Ehrendorf

Luftbild Ehrendorf

Einwohner

436 (1.1.2017)

OV Weissenböck Erhart

Fläche

1,8 km²

Seehöhe

493

Ortsvorsteher

Weißenböck Erhart

 

 

 

Chronik KG Ehrendorf

1408 wird Erndorf erstmals urkundlich genannt. Ehrendorf, im Volksmunde „Arndorf“ genannt, ist vermutlich eine Gründung des adeligen Geschlechtes der Arndorffer (Erndorffer).

Dieses Geschlecht erscheint urkundlich zum ersten Mal 1427. Doch schon 1461 finden wir die Familie Rächwein im Besitze des Gutes Ehrendorf, bei welchem dieser Besitz bis 1623 blieb. Im Jahre 1619 wurde das  Schlösschen Ehrendorf durch die kaiserlichen Söldnertruppen zerstört.
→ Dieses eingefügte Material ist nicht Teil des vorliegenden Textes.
PR #5348, opened 2023-05-23
Update `mkIterApp`, `mkIterInst` and `mkIterTyApp`

zliu41:
Changed `PlutusCore.MkPlc.mkIterApp`, `PlutusCore.MkPlc.mkIterInst` and `PlutusCore.MkPlc.mkIterTyApp`  to require an annotation to be provided for each argument. 

Also added `PlutusCore.MkPlc.mkIterAppNoAnn`, `PlutusCore.MkPlc.mkIterInstNoAnn` and `PlutusCore.MkPlc.mkIterTyAppNoAnn`.

### DIFF
--- a/plutus-core/plutus-core/examples/PlutusCore/Examples/Data/Vec.hs
+++ b/plutus-core/plutus-core/examples/PlutusCore/Examples/Data/Vec.hs
@@ -174,9 +174,9 @@ churchCons = runQuote $ do
         . TyAbs () r (KindArrow () natK $ Type ())
         . LamAbs () f stepFun
         . LamAbs () z (TyApp () (TyVar () r) zeroT)
-        $ mkIterApp () (TyInst () (Var () f) $ TyVar () n)
+        $ mkIterAppNoAnn (TyInst () (Var () f) $ TyVar () n)
             [ Var () x
-            , mkIterApp () (TyInst () (Var () xs) $ TyVar () r)
+            , mkIterAppNoAnn (TyInst () (Var () xs) $ TyVar () r)
                 [ Var () f
                 , Var () z
                 ]
@@ -214,9 +214,9 @@ churchConcat = runQuote $ do
         . TyAbs () r (KindArrow () natK $ Type ())
         . LamAbs () f stepFun
         . LamAbs () z (TyApp () (TyVar () r) zeroT)
-        $ mkIterApp () (TyInst () (Var () xs) . TyLam () p natK $ TyApp () (TyVar () r) plusTPM)
+        $ mkIterAppNoAnn (TyInst () (Var () xs) . TyLam () p natK $ TyApp () (TyVar () r) plusTPM)
             [ TyAbs () p natK $ TyInst () (Var () f) plusTPM
-            , mkIterApp () (TyInst () (Var () ys) $ TyVar () r)
+            , mkIterAppNoAnn (TyInst () (Var () ys) $ TyVar () r)
                 [ Var () f
                 , Var () z
                 ]
@@ -307,7 +307,7 @@ scottCons = runQuote $ do
         . TyAbs () r (KindArrow () natK $ Type ())
         . LamAbs () f stepFun
         . LamAbs () z (TyApp () (TyVar () r) zeroT)
-        $ mkIterApp () (TyInst () (Var () f) $ TyVar () n)
+        $ mkIterAppNoAnn (TyInst () (Var () f) $ TyVar () n)
             [ Var () x
             , Var () xs
             ]
@@ -334,7 +334,7 @@ scottHead = runQuote $ do
         . TyAbs () a (Type ())
         . TyAbs () n natK
         . LamAbs () xs (mkIterTyApp () scottVec [TyVar () a, TyApp () succT $ TyVar () n])
-        $ mkIterApp ()
+        $ mkIterAppNoAnn
             (   TyInst () (Unwrap () $ Var () xs)
               . TyLam () p natK
                 $ mkIterTyApp () (TyVar () p)
@@ -376,7 +376,7 @@ scottSumHeadsOr0 = runQuote $ do
         . TyAbs () n natK
         . LamAbs () xs (vecInteger $ TyVar () n)
         . LamAbs () ys (vecInteger $ TyVar () n)
-        $ mkIterApp ()
+        $ mkIterAppNoAnn
             (   TyInst () (Unwrap () $ Var () xs)
               . TyLam () p natK
               . TyFun () (TyFun () (vecInteger $ TyVar () n) $ vecInteger (TyVar () p))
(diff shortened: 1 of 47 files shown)


zliu41:
I think `fillAppContext` should also live in `MkPlc.hs` and be made polymorphic in `Term`, but I'm not doing that in this PR.

plutus-core/plutus-core/src/PlutusCore/MkPlc.hs
```diff
@@ -210,23 +213,39 @@ mkImmediateTyAbs
...
     :: TermLike term tyname name uni fun
-    => ann
-    -> term ann -- ^ @f@
-    -> [term ann] -- ^@[ x0 ... xn ]@
-    -> term ann -- ^ @[f x0 ... xn ]@
-mkIterApp ann = foldl' (apply ann)
+    => term ann
+    -> [(ann, term ann)]
+    -> term ann
+mkIterApp = foldl' (uncurry . flip apply)
```
effectfully, line 223: Nit: at that point I'd add some names, `uncurry`, `.` and `flip` together is a bit too much even for a point-free abuser like myself.

plutus-core/plutus-core/examples/PlutusCore/Examples/Data/Vec.hs
```diff
@@ -334,7 +334,7 @@ scottHead = runQuote $ do
         . TyAbs () a (Type ())
         . TyAbs () n natK
         . LamAbs () xs (mkIterTyApp () scottVec [TyVar () a, TyApp () succT $ TyVar () n])
-        $ mkIterApp ()
+        $ mkIterAppNoAnn
```
effectfully, line 337: `mkIterTyApp` shares the same annotation, `mkIterApp` doesn't and we have a separate `mkIterAppNoAnn`. Looks kinda messy. It also messes with one's reflexes: when creating an AST, one uses an explicit annotation for virtually every function/constructor except `mkIterApp` and `mkIterInst` all of a sudden.

effectfully (approved):
This does look like an improvement for me, but I'm feeling something a bit unsettling deep inside my soul about the new API.

plutus-core/plutus-core/src/PlutusCore/MkPlc.hs
zliu41: Understandable. I find it easier to read though :smile:

plutus-core/plutus-core/examples/PlutusCore/Examples/Data/Vec.hs
zliu41: Indeed, the same change should be made to `mkIterTyApp`, which I overlooked.

zliu41 (commented):
> This does look like an improvement for me, but I'm feeling something a bit unsettling deep inside my soul about the new API.

I think sharing a non-unit annotation when constructing nested Apply or TyInst nodes is, in most cases, wrong (e.g., what the parsers are doing currently).

plutus-core/plutus-core/src/PlutusCore/MkPlc.hs
michaelpj: > I find it easier to read though

I'm kind of amazed if this is true :D

plutus-core/plutus-core/src/PlutusCore/Parser.hs
```diff
@@ -46,7 +47,8 @@ lamTerm = withSpan $ \sp ->
 
 appTerm :: Parser PTerm
 appTerm = withSpan $ \sp ->
-    inBrackets $ mkIterApp sp <$> term <*> some term
+    -- TODO: should not use the same `sp` for all arguments.
```
michaelpj, line 50: Not clear to me what it _should_ be. Do you want something like this?
```
[ f a b c ]
--> 
[[ f a ](0:5) b](0:7) c ](0:11)
```

plutus-core/plutus-ir/src/PlutusIR/Compiler/Datatype.hs
```diff
@@ -590,7 +591,10 @@ compileDatatype r body d = do
         vars = fmap PIR.defVar constrDefs ++ [ PIR.defVar destrDef ]
         vals = fmap PIR.defVal constrDefs ++ [ PIR.defVal destrDef ]
     -- See note [Abstract data types]
-    pure $ PIR.mkIterApp p (PIR.mkIterInst p (PIR.mkIterTyAbs tyVars (PIR.mkIterLamAbs vars body)) tys) vals
+    pure $
+      PIR.mkIterApp
+        (PIR.mkIterInst (PIR.mkIterTyAbs tyVars (PIR.mkIterLamAbs vars body)) ((p,) <$> tys))
```
michaelpj, line 596: I mean, this stuff reads much worse now but :shrug:

michaelpj (commented):
I'm not entirely convinced this is an improvement. We could have fixed the parsers without changing all the rest, and it seems to me that in all the other cases which were changed we are _not_ going to do anything different than using a single annotation for all of it. So we've made 90% of the usages worse for no benefit, when we could just have special-cased the ones that did benefit.

plutus-core/plutus-core/src/PlutusCore/MkPlc.hs
zliu41: I mean, `uncurry` and `flip` are just restructuring the arguments and can be ignored, so it's really just `fold' apply`.

plutus-core/plutus-core/src/PlutusCore/Parser.hs
zliu41: Yes, that's what I had in mind.

zliu41 (commented):
> We could have fixed the parsers without changing all the rest

I need the new `mkIterApp` in #5323. We can keep both versions, but I don't know how to name them. Am not a huge fan of either `mkIterApp'` or `mkIterAppSharedAnn`.

kwxm:
@zliu41 Should we be doing the same thing for the UPLC of `mkIterApp` [here](https://github.com/input-output-hk/plutus/blob/e2f664e52a5cfef99bf863de945e9f03d505b071/plutus-core/untyped-plutus-core/src/UntypedPlutusCore/MkUPlc.hs#L16)?

zliu41:
> Should we be doing the same thing for the [UPLC version of mkIterApp](https://github.com/input-output-hk/plutus/blob/e2f664e52a5cfef99bf863de945e9f03d505b071/plutus-core/untyped-plutus-core/src/UntypedPlutusCore/MkUPlc.hs#L16)?

Yes, it should be deleted. The other `mkIterApp` is polymorphic so we don't need the UPLC version.

zliu41:
It is in fact deleted in https://github.com/input-output-hk/plutus/pull/5323.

1545 diente ein Haus zur Pfarre Weitra. Das Schlösschen dürfte in seiner jetzigen Gestalt aus der Zeit um 1619 stammen. Nach etlichen Verkäufen im Laufe der Jahrhunderte verkaufte letztendlich 1913 Helene, verwitwete Baronin von Geusau, das Gut Ehrendorf an 12 Privatkäufer. Von diesen gelangte ein Großteil der Gründe an die Herrschaft Gmünd, das Schlösschen selbst kam in Privathände.

Im Jahr 1850 schloss sich Ehrendorf mit 88 Einwohnern der Gemeinde Wielands an. 1922 kam Ehrendorf zu der Gemeinde Dietmanns, die „Villenkolonie“ (heute Gmünd Neustadt), die bisher zur Katastralgemeinde Ehrendorf und somit auch zum Schulsprengel Dietmanns gehört hatte, zur Gemeinde und zum Schulsprengel Gmünd. 1951 erfolgte die Baubewilligung für die Griesbühelsiedlung. Im Jahre 1955 wurde die Griesbühelsiedlung der Stadtgemeinde Gmünd zur Übernahme angeboten (Gmünd lehnte ab.). 1957 wurde den in der Griesbühelsiedlung wohnenden Kindern  der Schulbesuch in Gmünd gestattet, wenn der Gemeinde Dietmanns daraus keine Kosten entstünden.